Getting the transpose of RowMatrix in Java:
public static RowMatrix transposeRM(JavaSparkContext jsc, RowMatrix mat){
List<Vector> newList=new ArrayList<Vector>();
List<Vector> vs = mat.rows().toJavaRDD().collect();
double [][] tmp=new double[(int)mat.numCols()][(int)mat.numRows()] ;
for(int i=0; i < vs.size(); i++){
double[] rr=vs.get(i).toArray();
for(int j=0; j < mat.numCols(); j++){
tmp[j][i]=rr[j];
}
}
for(int i=0; i < mat.numCols();i++)
newList.add(Vectors.dense(tmp[i]));
JavaRDD<Vector> rows2 = jsc.parallelize(newList);
RowMatrix newmat = new RowMatrix(rows2.rdd());
return (newmat);
}
You are correct: there is no
RowMatrix.transpose()
method. You will need to do this operation manually.
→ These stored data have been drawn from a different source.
PR #1122, opened 2025-07-14
Rework tools interface, add support for async tools

teamdandelion:
## Reworks tools interface. 
- Now `@llm.tool()` returns a `Tool` (which is approximately a renamed ToolDef) that doesn't have any arguments wrapped in.
- `tool.call` takes a `ToolCall` and returns a `ToolOutput`, which is intuitive
- Invoking tool calls is now done via interfaces on the Call (via Toolkit), not the Response - as in `librarian.tools.call(tool_call)`, or (if you want to check the tool itself) `librarian.get_tool(tool_call)`. I think this makes more sene than having it on the response. The tools are really part of the call specification, not the response. And it makes more sense when using the agent decorator that the response object is not trying to give you responsibility for tools, which you have handed off anyway.
- This also sets things up better for async tools, as you can have a AsyncCall return AsyncTools and there is no need to make Response generic on tool, or split AsyncResponse, or anything like that.
- We no longer have a wrapper class that wraps the context and tool call and tool definition in one, so you need to use patterns like `librarian.tools.call(ctx, tool_call)` rather than just `tool.call()`. The examples are still pretty clean, I don't see this as a bi issue.

## Add Async tools
- Now we can use `@llm.tool()` on an async function and get an AsyncTool or AsyncContextTool
- Reworked all the async tools examples to show async tools, including selective handling with async tools.
- Sync calls can use async tools (since you are responsible for calling them), but if an agent has any async tools, it must be an async agent

## Other cleanups
Fix the call interface so that generating async streams is never async (unnecessary since the AsyncStream encapsulates the async behavior)


python/examples/streams/async_decorated.py
```diff
@@ -9,7 +9,7 @@ async def recommend_book(genre: str) -> str:
 
 
 async def main():
-    stream = await recommend_book.stream("fantasy")
+    stream = recommend_book.stream("fantasy")
```
willbakst: I believe we need to ensure async `.stream` is async awaitable because some implementations will require we do async operations before we can return the stream generator

python/examples/tools/basic_async_stream.py
```diff
@@ -24,11 +25,11 @@ async def main():
                     print(chunk)
             if group.type == "tool_call":
                 tool_call = await group.collect()
-        if not tool_call:
+        if tool_call:
```
willbakst: nit: again here do `if not tool_call: break` and then remove indentation for the rest

python/examples/tools/basic_context_stream.py
```diff
@@ -33,13 +33,12 @@ def main():
                         print(chunk)
                 if group.type == "tool_call":
                     tool_call = group.collect()
-            if tool_call:
-                tool = stream.tool(tool_call)
-                tool_output = tool.call()
-                stream = librarian.resume_stream(stream, tool_output)
-            else:
+            if not tool_call:
```
willbakst, line 36: this is better and how I want the other example (resolve this, it's just a note)

python/examples/tools/mixed_sync_async.py
```diff
@@ -0,0 +1,39 @@
...
+    while tool_call := response.tool_call:
+        print(f"Tool call: {tool_call.name}")
+        # Tool call: available_books
+        output = await librarian.call_tool(tool_call)
+        print(f"Tool returned: {output.value}")
+        # Tool returned: ["Mistborn", "Gödel, Escher, Bach", "Dune"]
+        response = await librarian.resume_async(response, output)
+
+    print(response)
+    # "I recommend Mistborn, by Brandon Sanderson..."
```
willbakst: nit: here and elsewhere do `# > ...` so it's more clear it's a console output

python/examples/tools/selective_handling_mixed_sync_async.py
```diff
@@ -0,0 +1,67 @@
...
+            # This works even though we used available_books.to_async(), due to __eq__ override
+            tool == available_books
+        ):
+            output = tool.call(tool_call)
+            books: list[str] = output.value
+            print(f"Available books: {books}")
+            response = await librarian.resume(response, output)
+        else:
+            # This will never happen
+            raise ValueError(f"Unexpected tool: {tool}")
```
willbakst: I wonder if we could type `librarian.get_tool` such that a final `else` could capture all tools (i.e. first `if` catches `reserve_book` such that `else` catches `available_books`).

regardless, we can also safely drop this else block. the only error that would occur would be on `get_tool` if there's a `ToolNotFoundError` or something

same here and elsewhere

python/mirascope/llm/calls/async_call.py
```diff
@@ -28,40 +31,72 @@ async def call_async(
...
 
-    async def stream(
-        self, *args: P.args, **kwargs: P.kwargs
-    ) -> AsyncStream[None, FormatT]:
+    def stream(self, *args: P.args, **kwargs: P.kwargs) -> AsyncStream[None, FormatT]:
         """Generates a streaming response using the LLM asynchronously."""
         raise NotImplementedError()
 
-    async def stream_async(
+    def stream_async(
```
willbakst: as with earlier comment I think we need to keep these async so we can call await on the clients

python/mirascope/llm/calls/async_call.py
```diff
@@ -28,40 +31,72 @@ async def call_async(
...
+        self,
+        output: Response[None, FormatT] | BaseStream[None, FormatT],
+        content: UserContent | Sequence[UserContent],
     ) -> AsyncStream[None, FormatT]:
         """Generate a new stream by continuing from a previous output, plus new user content."""
         raise NotImplementedError()
 
-    async def resume_stream_async(
-        self, output: Response[None, FormatT] | BaseStream[None, FormatT], content: UserContent | Sequence[UserContent]
+    def resume_stream_async(
```
willbakst: same for these and elsewhere

python/mirascope/llm/clients/anthropic.py
```diff
@@ -167,7 +167,7 @@ def stream_async(
         *,
         model: ANTHROPIC_REGISTERED_LLMS,
         messages: Sequence[AnthropicMessage],
-        tools: Sequence[ToolDef] | None = None,
+        tools: Sequence[Tool] | None = None,
```
willbakst: wouldn't this as well as any of the other async methods require `AsyncTool`? same here and elsewhere

python/mirascope/llm/clients/base.py
```diff
@@ -126,7 +126,7 @@ async def call_async(
         *,
         model: LLMT,
         messages: Sequence[ProviderMessageT],
-        tools: Sequence[ToolDef] | None = None,
+        tools: Sequence[Tool] | None = None,
```
willbakst: like here for example re: `AsyncTool`

python/mirascope/llm/models/base.py
```diff
@@ -122,7 +122,7 @@ async def call_async(
         *,
         ctx: None = None,
         messages: Sequence[ProviderMessageT],
-        tools: Sequence[ToolDef] | None = None,
+        tools: Sequence[Tool] | None = None,
```
willbakst: ditto here and elsewhere

python/mirascope/llm/tools/context_tool.py
```diff
@@ -0,0 +1,39 @@
...
+    fn: Callable[Concatenate[Context[DepsT], P], JsonableCovariantT]
+    """The function that implements the tool's functionality."""
+
+    def call(
+        self, ctx: Context[DepsT], call: ToolCall
+    ) -> ToolOutput[JsonableCovariantT]:
+        """Call the tool using an LLM-provided ToolCall."""
+        raise NotImplementedError()
+
+    def to_async(self) -> AsyncContextTool[P, JsonableCovariantT, DepsT]:
```
willbakst: we will need to be very careful with how we implement this to ensure a sync process can in fact be run async safely. we may also want the reverse with async -> sync? this would be running it on a thread to avoid spinning up another event loop which would fail

python/mirascope/llm/tools/tool.py
```diff
@@ -1,49 +1,33 @@
-"""Tool interface for LLM interactions.
+"""The `ToolDef` class for defining tools that LLMs can request be called."""
```
willbakst: nit: `Tool` not `ToolDef` given change. make sure you catch this in other places I may have missed

python/mirascope/llm/agents/decorator.py
```diff
@@ -71,7 +72,7 @@ def agent(
     model: ANTHROPIC_REGISTERED_LLMS,
     *,
     deps_type: type[DepsT] = NoneType,
-    tools: Sequence[ToolDef | ContextToolDef[..., Any, DepsT]] | None = None,
+    tools: Sequence[Tool | ContextTool[..., Jsonable, DepsT]] | None = None,
```
willbakst: don't we need to update the agent decorator with `Tool` vs. `AsyncTool` the same as for call?

python/examples/streams/async_decorated.py
teamdandelion: Updated here and across codebase

python/examples/tools/selective_handling_mixed_sync_async.py
teamdandelion: I'm doubtful about getting that typing to work, however fine dropping this block. Done.

python/mirascope/llm/tools/tool.py
teamdandelion: Fixed via global find+replace.

python/mirascope/llm/clients/anthropic.py
teamdandelion: Done

python/mirascope/llm/agents/decorator.py
teamdandelion: Done

python/mirascope/llm/tools/context_tool.py
teamdandelion: Ack. I'm not sure about the async->sync conversion; it feels a little safer to guide folks this way.

python/examples/agents/agent_async_context_stream.py
```diff
@@ -25,7 +25,7 @@ async def main():
     with llm.context(deps=knowledge) as ctx:
         while True:
             user_input = input("[USER]: ")
-            stream = sazed.stream_async(user_input, ctx=ctx)
+            stream = await sazed.stream_async(user_input, ctx=ctx)
```
willbakst, line 28: note: i'm realizing that with the v2 interface this may not actually be required. depends on where we call the client to get the stream, which I guess will depend on how we implement streaming for individual providers. if we're just constructing the stream object, which then doesn't actually call the API until the iterator begins / opens, then this doesn't necessarily have to require await.

however, in the event that we want to do something inside of `.stream_async` that is async for whatever reason, I think making this async and requiring await here is likely the best move anyway

python/examples/agents/agent_async_context_tools.py
```diff
@@ -0,0 +1,36 @@
...
+
+@llm.tool(deps_type=Knowledge)
+async def consult_knowledge(ctx: llm.Context[Knowledge], subject: str) -> str:
+    """Consult knowledge about a specific subject."""
+    await asyncio.sleep(0.1)  # Simulate fetching from database
+    return f"I have found comprehensive information about {subject} from {ctx.deps.repository}."
+
+
+@llm.agent(model="openai:gpt-4o-mini", deps_type=Knowledge, tools=[consult_knowledge])
+def sazed(ctx: llm.Context[Knowledge]):
```
willbakst, line 20: shouldn't this be async? or did you intend to use `.call_async` below since the prompt doesn't have to be async?

note also that part of me wants all of our async examples to use async rather than the async methods even though we recommend using async methods. there's something about `async def` that makes it more clear the example is async than looking for a `.call_async`. WDYT?

python/examples/agents/agent_async_context_tools_stream.py
```diff
@@ -0,0 +1,35 @@
...
+
+@llm.tool(deps_type=Knowledge)
+async def consult_knowledge(ctx: llm.Context[Knowledge], subject: str) -> str:
+    """Consult knowledge about a specific subject."""
+    await asyncio.sleep(0.1)  # Simulate fetching from database
+    return f"I have found comprehensive information about {subject} from {ctx.deps.repository}."
+
+
+@llm.agent(model="openai:gpt-4o-mini", deps_type=Knowledge, tools=[consult_knowledge])
+def sazed(ctx: llm.Context[Knowledge]):
```
willbakst, line 20: same here

python/examples/agents/agent_async_tools.py
```diff
@@ -0,0 +1,27 @@
...
+
+@llm.tool()
+async def consult_knowledge(subject: str) -> str:
+    """Consult knowledge about a specific subject."""
+    await asyncio.sleep(0.1)  # Simulate fetching from database
+    return f"I have found comprehensive information about {subject}."
+
+
+@llm.agent(model="openai:gpt-4o-mini", tools=[consult_knowledge])
+def sazed(ctx: llm.Context):
```
willbakst, line 14: ditto

python/examples/agents/agent_async_tools_stream.py
```diff
@@ -0,0 +1,28 @@
...
+
+@llm.tool()
+async def consult_knowledge(subject: str) -> str:
+    """Consult knowledge about a specific subject."""
+    await asyncio.sleep(0.1)  # Simulate fetching from database
+    return f"I have found comprehensive information about {subject}."
+
+
+@llm.agent(model="openai:gpt-4o-mini", tools=[consult_knowledge])
+def sazed(ctx: llm.Context):
```
willbakst, line 14: ditto

python/examples/agents/agent_mix_sync_async_tools.py
```diff
@@ -0,0 +1,33 @@
...
+
+@llm.tool()
+async def consult_knowledge(subject: str) -> str:
+    """Consult knowledge about a specific subject."""
+    await asyncio.sleep(0.1)  # Simulate fetching from database
+    return f"I have found comprehensive information about {subject}."
+
+
+@llm.agent(model="openai:gpt-4o-mini", tools=[get_basic_info.to_async(), consult_knowledge])
+def sazed(ctx: llm.Context):
```
willbakst, line 20: ditto

python/examples/structured_outputs/async_context_stream.py
```diff
@@ -26,7 +26,7 @@ def recommend_book(ctx: llm.Context[Library], genre: str):
 async def main():
     library = Library(available_books=["Mistborn", "Dune", "The Name of the Wind"])
     with llm.context(deps=library) as ctx:
-        stream: llm.AsyncStream[Library, Book] = recommend_book.stream_async(
+        stream: llm.AsyncStream[Library, Book] = await recommend_book.stream_async(
```
willbakst, line 29: This example reads `async_context_stream.py` but shouldn't it be `async_context_structured_stream` if we have `FormatT` is `Book`?

I feel like even if we removed the structured variants at the typing level, they are still distinct paths

python/examples/tools/multi_tool_async_stream.py
```diff
@@ -35,7 +35,7 @@ def librarian():
 
 
 async def main():
-    stream: llm.AsyncStream = librarian.stream()
+    stream: llm.AsyncStream = await librarian.stream()
```
willbakst, line 39: the `librarian` in this example isn't async, so we should either mark it async or use `.stream_async`. See other comment for which one

python/mirascope/llm/tools/context_tool.py
willbakst: async->sync is just checking if there's an event loop and if so running it as a subprocess on a new thread. my only thing here is to question what someone would do if they want to have a sync def and tools except one tool has to use an async API. right now the answer is make everything async, but I feel like calling `.to_sync` on just that tool would be a better interface?

python/examples/agents/agent_async_context_tools.py
teamdandelion: In this case the prompt doesn't have to be async, but the tool is async, so we get an async Agent. So we do `await sazed` because it's an async agent even though it's not really obvious, you have to track the fact that it's an async tool.

I have been thinking the same thing about changing all the async examples to use `async def` prompt functions even though they don't have to. I think it is more clear and more pythonic overall. And then we can relegate the "you can make a sync prompt and still use call_async on it" to a Info callout (with examples).

If we wanted to enforce this even more at the type level, we could require that async tools pair with async prompts, which will make things less ambiguous in the "sync prompt but async Agent/Call because there was an async tool".

python/examples/structured_outputs/async_context_stream.py
teamdandelion: Well... it's under the structured_outputs directory so the fact that it's a structured example is implied from that context. I could rename them though, wdyt?

python/examples/tools/multi_tool_async_stream.py
teamdandelion: Yeah, it's another case where we're getting an async call because we used an async tool.

python/examples/agents/agent_async_context_stream.py
teamdandelion: I don't see much of a downside to having to `await` generating an async stream. I suggest we keep it this way and maybe after we've implemented these methods, if we see that they are all sync, we can consider switching it back. 
I suspect that if we really want to write it sync we can (because we could always "push off" async setup into the async stream) but it may or may not be natural

python/mirascope/llm/tools/context_tool.py
teamdandelion: No longer needed with the interface refactor.

python/examples/agents/agent_async_context_tools.py
teamdandelion: The async tools are no longer an issue. I intend to audit the async examples in a separate PR.

python/examples/agents/agent_async_context_tools_stream.py
teamdandelion: Planning to audit the async example pattern separately from this PR.

python/examples/agents/agent_async_tools_stream.py
teamdandelion: Planning to audit the async example pattern separately from this PR.

python/examples/agents/agent_async_tools.py
teamdandelion: Planning to audit the async example pattern separately from this PR.

python/examples/agents/agent_mix_sync_async_tools.py
teamdandelion: Planning to audit the async example pattern separately from this PR.

python/examples/tools/multi_tool_async_stream.py
teamdandelion: Planning to audit the async example pattern separately from this PR.

python/examples/tools/async_tools.py
```diff
@@ -16,17 +16,17 @@ def librarian(genre: str):
 
 
 async def main():
-    response: llm.Response = await librarian("fantasy")
+    response: llm.Response = librarian("fantasy")
```
willbakst: is this intentionally sync?

python/examples/tools/async_tools_context.py
```diff
@@ -26,17 +26,17 @@ def librarian(ctx: llm.Context[Library], genre: str):
 
 async def main():
     with llm.context(deps=library) as ctx:
```
willbakst, line 28: i though we were dropping context as a context manager? or are we doing that separately?

python/examples/tools/async_tools_context.py
```diff
@@ -26,17 +26,17 @@ def librarian(ctx: llm.Context[Library], genre: str):
...
-        response: llm.Response[Library] = await librarian.call(ctx, "fantasy")
+        response: llm.Response[Library] = librarian.call(ctx, "fantasy")
```
willbakst: same here and elsewhere, is this intentionally sync?

python/examples/tools/async_tools_context_stream.py
```diff
@@ -26,18 +26,18 @@ def librarian(ctx: llm.Context[Library], genre: str):
 
 async def main():
     with llm.context(deps=library) as ctx:
-        stream: llm.AsyncStream[Library] = librarian.stream(ctx, "fantasy")
+        stream: llm.Stream[Library] = librarian.stream(ctx, "fantasy")
```
willbakst: ok last comment on this around if the sync is intentional

python/examples/tools/multi_tool.py
```diff
@@ -32,7 +35,7 @@ def librarian():
 def main():
     response: llm.Response = librarian()
     while tool_calls := response.tool_calls:
-        outputs = librarian.call_tools(tool_calls)
+        outputs = [librarian.tools.call(tc) for tc in tool_calls]
```
willbakst: i'm against short variable names like `tc` here just use `tool_call`

python/examples/tools/multi_tool_async.py
```diff
@@ -35,13 +35,13 @@ def librarian():
 
 
 async def main():
-    response: llm.Response = await librarian()
+    response: llm.Response = librarian()
     while tool_calls := response.tool_calls:
-        output = await librarian.call_tools(tool_calls)
-        response = await librarian.resume_async(response, output)
+        outputs = await asyncio.gather(*[librarian.tools.call(tc) for tc in tool_calls])
```
willbakst: same here re: `tc` -> `tool_call`

python/examples/tools/selective_handling_async.py
```diff
@@ -35,23 +35,23 @@ def librarian():
 
 
 async def main():
-    response: llm.Response = await librarian()
+    response: llm.Response = librarian()
```
willbakst: one more note if intentional here, i'm realizing my preference would be for these async examples to just be fully async

python/examples/tools/selective_handling_context.py
```diff
@@ -46,7 +46,7 @@ def main():
         response: llm.Response[Library] = librarian(ctx)
         while tool_call := response.tool_call:
             print(f"Tool call: {tool_call.name}")
-            tool = librarian.get_tool(tool_call)
+            tool = librarian.tools.get(tool_call)
 
             if tool == reserve_book:
```
willbakst: needs to use `.defines`?

python/examples/tools/selective_handling_mixed_sync_async.py
```diff
@@ -34,31 +34,25 @@ def librarian():
...
             print(f"   Book: {reservation.title}")
 
-            response = await librarian.resume(response, output)
-        elif (
-            # This works even though we used available_books.to_async(), due to __eq__ override
-            tool == available_books
-        ):
-            output = tool.call(tool_call)
+            response = librarian.resume(response, output)
+        elif tool == available_books:
```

Here is the non-distributed/local matrix versions:
def transpose(m: Array[Array[Double]]): Array[Array[Double]] = {
(for {
c <- m(0).indices
} yield m.map(_(c)) ).toArray
}
The distributed version would be along the following lines:
origMatRdd.rows.zipWithIndex.map{ case (rvect, i) =>
rvect.zipWithIndex.map{ case (ax, j) => ((j,(i,ax))
}.groupByKey
.sortBy{ case (i, ax) => i }
.foldByKey(new DenseVector(origMatRdd.numRows())) { case (dv, (ix,ax)) =>
dv(ix) = ax
}
Caveat: I have not tested the above: it will have bugs. But the basic approach is valid - and similar to work I had done in the past for a small LinAlg library for spark.